*** DATA EXCERPTS ***

PR #36, opened 2018-07-26
parse body so that we can see duplicate c's in the post

sghiaa:


lib/signs_ui_web/realtime_signs_body_reader.ex
```diff
@@ -0,0 +1,21 @@
+defmodule RealtimeSignsBodyReader do
+  def read_body(conn, opts) do
+    {:ok, body, conn} = Plug.Conn.read_body(conn, opts)
+    conn = update_in(conn.assigns[:raw_body], &[body | &1 || []])
```
losvedir: Like the example in the docs you took this from, I think it's probably best to just return `{:ok, body, conn}` here. Not every request will have to deal with duplicate params, and so we don't really want to have to decode, change, re-encode, and then decode _again_ later, if we don't have to. I think the point of this parser is to just stash the body so we have access to it later. So in the controller, you'll be able to access `:raw_body` in the conn, and can do any manipulation you want there.

sghiaa: wouldnt that mean we have to look at the raw body to make sure we got everything in the controller?  to me it seems like we would want to have the body be the body intended by the request.

losvedir: Alternatively, since I guess it will get decoded again either way, maybe you _don't_ need to store the `raw_body` here, and we'll just rely on the correctly parsed data in the controller. Basically we either _fix_ the parsing here, or we stash the raw body in `:raw_body` to parse later, but I don't think we need to do both.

*** End of DATA EXCERPTS ***

EXERCISE REQUIREMENTS :: Lines from the records above that hold "conn" are the ones to list.

WRITTEN ANSWER ::
+  def read_body(conn, opts) do
+    {:ok, body, conn} = Plug.Conn.read_body(conn, opts)
+    conn = update_in(conn.assigns[:raw_body], &[body | &1 || []])
losvedir: Like the example in the docs you took this from, I think it's probably best to just return `{:ok, body, conn}` here. Not every request will have to deal with duplicate params, and so we don't really want to have to decode, change, re-encode, and then decode _again_ later, if we don't have to. I think the point of this parser is to just stash the body so we have access to it later. So in the controller, you'll be able to access `:raw_body` in the conn, and can do any manipulation you want there.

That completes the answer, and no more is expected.